John Rieffel
Assistant Professor of Computer Science
Union College
Growing and Evolving Soft Robots
Monday, February 6, 2012
AA-G008, 5:00 PM
Abstract
While robots played a part in the recovery efforts of recent natural
disasters in China and Japan, their relatively modest
role highlights the limitations of conventional rigid-bodied designs.

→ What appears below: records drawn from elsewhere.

PR #11202, opened 2025-11-26
[GLUTEN-11088][VL] Fix Spark4.0 varchar type check suites

jinchengchenghh:
Use one test to make sure the native code is really called, override function assertLengthCheckFailure to assert result correct.

Related issue: #11088

### DIFF
--- a/gluten-ut/spark40/src/test/scala/org/apache/spark/sql/GlutenCharVarcharTestSuite.scala
+++ b/gluten-ut/spark40/src/test/scala/org/apache/spark/sql/GlutenCharVarcharTestSuite.scala
@@ -16,33 +16,39 @@
  */
 package org.apache.spark.sql
 
-import org.apache.spark.SparkException
+import org.apache.spark.{SparkException, SparkRuntimeException, SparkThrowable}
+
+trait GlutenCharVarcharTestSuite extends CharVarcharTestSuite with GlutenSQLTestsTrait {
+  protected val ERROR_MESSAGE =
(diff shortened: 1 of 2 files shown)


gluten-ut/spark40/src/test/scala/org/apache/spark/sql/GlutenCharVarcharTestSuite.scala
```diff
@@ -51,73 +60,11 @@ class GlutenFileSourceCharVarcharTestSuite
         val e = intercept[SparkException] {
           sql("INSERT INTO t VALUES (array('a', '123456'))")
         }
-        assert(e.getMessage.contains(ERROR_MESSAGE))
-    }
-  }
-
-  testGluten("length check for input string values: nested in map key") {
```
zhouyuan, line 58: It seems these tests are still valid in original Spark tests

jinchengchenghh: Yes, I override assertLengthCheckFailure to test the test result as PR description

jinchengchenghh: Spark 4.0 does a refactor, move the test result check to a public function, so we can override this function

jinchengchenghh:
Do you have further comments? @zhouyuan

Issue #8782, opened 2025-02-19
[VL] upstream OAP/Velox commits to upstream


FelixYBW:
### Description

| oap-velox commit | upstream PR(s) | progress | comments |
|-------------------|-----------------|----------|------------|
| https://github.com/oap-project/velox/commit/1a24a70b446f569f9c6f24b0a6b7bb65fb9c9435 | https://github.com/facebookincubator/velox/pull/5962 | PR under review | |
| https://github.com/oap-project/velox/commit/757f14b345451c6fa7a781be8311bea438c2d79c | | **Blocked** | PR is not created. Blocked by decimal avg signature issue. Relevant PR: https://github.com/facebookincubator/velox/pull/11999. Also see discussion: https://github.com/facebookincubator/velox/discussions/9048#discussioncomment-10622862 |
| https://github.com/oap-project/velox/commit/72dd385994bdcfd51a00ae2ac562f813c3b8b0f4 | | **Blocked** | PR is not created. This commit has conflict with https://github.com/facebookincubator/velox/pull/11999 . Waiting for the decimal avg signature issue to be resolved first. |
| ~https://github.com/oap-project/velox/commit/fae08281d5a9db217feb74e4b0f07147e4bf8301~ | ~https://github.com/facebookincubator/velox/pull/11957~ | ~Merged~ | ~After this PR, Gluten will need to adapt to the new configuration.~ |
| ~https://github.com/oap-project/velox/commit/bf0b43de67f7353a76fc93ceb6f6dc8d102f16a6~ | ~https://github.com/facebookincubator/velox/pull/11949~ | ~Merged~ | ~(Timestamp Int64 is supported in https://github.com/facebookincubator/velox/pull/11530) Gluten PR https://github.com/apache/incubator-gluten/pull/8317 needs to be merged along with the daily rebase.~ |
| https://github.com/oap-project/velox/commit/6452363571543549059b2297a1dcda7867e97265 | | Will not upstream | To pass security check. |
| https://github.com/oap-project/velox/commit/c9e876e1d97f9f60956be0327a7e0e30ffa9793c | https://github.com/facebookincubator/velox/pull/11431</br>https://github.com/facebookincubator/velox/pull/11067 | PR under review | |
[...]

PR #11210, opened 2025-11-27
[GLUTEN-8782][VL] Add correct suffix to the name of merge_extract companion function

rui-mo:

Add correct suffix to the name of merge_extract companion function, so we no longer need the change made to Velox https://github.com/IBM/velox/commit/b8da5d0d33fbf177e79fe5df9e7e43809d562a21.

## How was this patch tested?

Verified with existing unit tests.

Related issue: #8782


cpp/velox/substrait/SubstraitToVeloxPlan.cc
```diff
@@ -231,15 +267,29 @@ core::AggregationNode::Step SubstraitToVeloxPlanConverter::toAggregationFunction
...
       suffix = "_partial";
       break;
-    case core::AggregationNode::Step::kFinal:
-      suffix = "_merge_extract";
-      break;
+    case core::AggregationNode::Step::kFinal: {
+      auto functionName = baseName + "_merge_extract";
+      auto signatures = exec::getAggregateFunctionSignatures(functionName);
+      if (signatures.has_value() && signatures.value().size() > 0) {
+        // The merge_extract function is registered without suffix.
```
xinghuayu007, line 281: nit: Put the comment on line 280.

xinghuayu007:
+1

cpp/velox/substrait/SubstraitToVeloxPlan.cc
rui-mo: This comment is true only when the condition is met, so I assume keeping it here is more appropriate. Thanks.

ep/build-velox/src/get-velox.sh
```diff
@@ -18,8 +18,8 @@ set -exu
 
 CURRENT_DIR=$(cd "$(dirname "$BASH_SOURCE")"; pwd)
 VELOX_REPO=https://github.com/IBM/velox.git
-VELOX_BRANCH=dft-2025_11_26
-VELOX_ENHANCED_BRANCH=ibm-2025_11_26
+VELOX_BRANCH=dft-2025_11_26_fix
+VELOX_ENHANCED_BRANCH=ibm-2025_11_26_fix
```
zhouyuan, line 22: Cc: @FelixYBW 
removed one commit from original OAP patches

PR #2324, opened 2023-07-13
[VL][DOC] Refine build guide for velox backend

tomscut:
## What changes were proposed in this pull request?

Remove the extra command `make -j` because it is already in the script `compile.sh`. In addition, updated the version of spark.

## How was this patch tested?

(Please explain how this patch was tested. E.g. unit tests, integration tests, manual tests)

(If this patch involves UI changes, please attach a screenshot; otherwise, remove this)

PR #11212, opened 2025-11-27
[GLUTEN-11088][CORE] Fix Spark 4.0 GlutenDynamicPartitionPruningV1SuiteAEOn

jinchengchenghh:
Support FileSourceScanExecTransformer stream.

FileSourceScanExecTransformer is not equal because dataFilters is not equal, `(cast(x#688 as double) = ReusedSubquery Subquery subquery#683, [id=#2324])` and  `(cast(x#688 as double) = Subquery subquery#683, [id=#2324])` should be same, must use canonicalized expression to deduplicate.

Fix dynamic pruning FileSourceScanExec getPartitions because add new class ScanFileListing and other refactor for inputRDD

Related issue: #11088

### DIFF
--- a/gluten-substrait/src/main/scala/org/apache/gluten/execution/BasicPhysicalOperatorTransformer.scala
+++ b/gluten-substrait/src/main/scala/org/apache/gluten/execution/BasicPhysicalOperatorTransformer.scala
@@ -313,7 +313,8 @@ object FilterHandler extends PredicateHelper {
   }
 
   def subtractFilters(left: Seq[Expression], right: Seq[Expression]): Seq[Expression] = {
-    (left.toSet -- right.toSet).toSeq
+    val scanSet = right.map(_.canonicalized).toSet
+    left.filter(f => !scanSet.contains(f.canonicalized))
   }
 
   def combineFilters(left: Seq[Expression], right: Seq[Expression]): Seq[Expression] = {
--- a/gluten-ut/spark40/src/test/scala/org/apache/spark/sql/GlutenDynamicPartitionPruningSuite.scala
+++ b/gluten-ut/spark40/src/test/scala/org/apache/spark/sql/GlutenDynamicPartitionPruningSuite.scala
@@ -30,7 +30,6 @@ import org.apache.spark.sql.execution.exchange.{BroadcastExchangeLike, ReusedExc
 import org.apache.spark.sql.execution.joins.BroadcastHashJoinExec
 import org.apache.spark.sql.execution.metric.SQLMetric
 import org.apache.spark.sql.execution.streaming.{MemoryStream, StreamingQueryWrapper}
-import org.apache.spark.sql.functions.col
 import org.apache.spark.sql.internal.SQLConf
 
 abstract class GlutenDynamicPartitionPruningSuiteBase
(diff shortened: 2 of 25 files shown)


jinchengchenghh:
Run Gluten ClickHouse CI on x86

gluten-substrait/src/main/scala/org/apache/gluten/execution/BasicPhysicalOperatorTransformer.scala
```diff
@@ -313,7 +313,8 @@ object FilterHandler extends PredicateHelper {
   }
 
   def subtractFilters(left: Seq[Expression], right: Seq[Expression]): Seq[Expression] = {
-    (left.toSet -- right.toSet).toSeq
+    val scanSet = left.map(_.canonicalized).toSet
```
jinchengchenghh: Hi, I find it causes ReuseExchange issue, I find you add combineFilters, do you have any suggestions for that, I think it may meet the same issue @Zouxxyy

Zouxxyy: Oh, I checked the commit history, and this PR (https://github.com/apache/incubator-gluten/pull/6296) changed ExpressionSet to a regular Set. The original ExpressionSet compared expressions based on both determinism and canonical representation, whereas a regular Set only compares expressions directly (using their default equals/hashCode).

It seems what we actually need is comparison based on canonicalized forms. Perhaps we could modify the code like this:

```scala
def subtractFilters(left: Seq[Expression], right: Seq[Expression]): Seq[Expression] = {
  val rightCanonicalSet = right.map(_.canonicalized).toSet
  left.filterNot(expr => rightCanonicalSet.contains(expr.canonicalized))
}

def combineFilters(left: Seq[Expression], right: Seq[Expression]): Seq[Expression] = {
  val seen = scala.collection.mutable.Set[Expression]()
  val result = scala.collection.mutable.ListBuffer[Expression]()

  def tryAdd(expr: Expression): Unit = {
    val canon = expr.canonicalized
    if (!seen.contains(canon)) {
      seen += canon
      result += expr
    }
  }

  (left ++ right).foreach(tryAdd)
  result.toList
}

```

jinchengchenghh: Maybe here we cannot use canonicalized expression, otherwise, will throw subquery is not finished exception. with following code
```
val scanSet = left.map(_.canonicalized).toSet
scanSet.toSeq ++ right.filter(f => !scanSet.contains(f.canonicalized))
```
Keep current code now

gluten-ut/spark40/src/test/scala/org/apache/spark/sql/GlutenDynamicPartitionPruningSuite.scala
```diff
@@ -577,64 +572,6 @@ class GlutenDynamicPartitionPruningV1SuiteAEOff
...
-        val subqueryIds = plan.collectWithSubqueries { case s: SubqueryExec => s.id }
-        val reusedSubqueryIds = plan.collectWithSubqueries {
-          case rs: ReusedSubqueryExec => rs.child.id
-        }
-
-        // By default Gluten pushes more filters than vanilla Spark.
-        //
-        // See also org.apache.gluten.execution.FilterHandler#applyFilterPushdownToScan
-        // See also DynamicPartitionPruningSuite.scala:1362
-        assert(subqueryIds.size == 3, "Whole plan subquery reusing not working correctly")
```
jinchengchenghh, line 630: Maybe the previous version has extra subquery, the filter should not affect ReusedSubquery, Gluten with Spark4.0 result is same with jvm Spark

PR #11213, opened 2025-11-28
[VL] Fast fail or resend data to uniffle ASSP

zuston:

Uniffle’s partition reassignment mechanism enables fast switching to alternative shuffle servers, improving performance and stability. However, in the previous Uniffle integration with Gluten, this mechanism did not function properly due to a missing trigger, which could cause significant partition backpressure without activating multi shuffle-server load balancing.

Imagine instead a soft, resilient and deformable robot able to change
shape and squeeze through small apertures. Once the domain of science
fiction, soft robots are approaching reality thanks to recent advances
in engineering and material science. Unfortunately, the very
properties which make them so appealing also make them incredibly
difficult to design and control. Elasticity and deformability come
with the cost of resonance and dynamical coupling between components
– properties which are assiduously avoided in conventional
engineering design. Moreover there’s a chicken-and-egg problem: how
can you design a robot without knowing how to control it, and how can
you control a robot unless you know its design? In this talk I will
show how the biological paradigms of co-evolution, ontogeny, and
morphological computation can help overcome these challenges, leading
to the creation of an entirely new kind of robot.
Biography
John Rieffel is an Assistant Professor of Computer Science at Union
College. He received degrees in Computer Science (BA) and Engineering
(BS) from Swarthmore College, and a Ph.D in Computer Science from
Brandeis University. He has held postdoctoral positions in Cornell’s
Mechanical Engineering Department and Tufts University’s Biology
Department. His research interests include tensegrities, soft and
amorphous robotics, 3D printing, and the evolution of physical
systems.
Readings
Knox, D., and Rieffel, J (2011) “Scalable co-evolution of soft robot
properties and gaits”. Proceedings of the Eleventh European Conference
on the Synthesis and Simulation of Living Systems (ECAL). MIT Press.
416–422.
http://cs.union.edu/~rieffelj/papers/knox-rieffel-ecal.pdf
Smith, S., and Rieffel, J. (2010) “A Face-Encoding Grammar for the
Generation of Tetrahedral-Mesh Soft Bodies”. Proceedings of the 12th
International Conference on the Synthesis and Simulation of Living
Systems (ALIFE12). MIT Press. 414–420.
http://cs.union.edu/~rieffelj/papers/rieffel-smith-alife12-published.pdf
Rieffel, J. , Valero-Cuevas, F. and Lipson, H. (2010) “Morphological
Communication: Exploiting Coupled Dynamics in a Complex Mechanical
Structure to Achieve Locomotion”. J. R. Soc. Interface.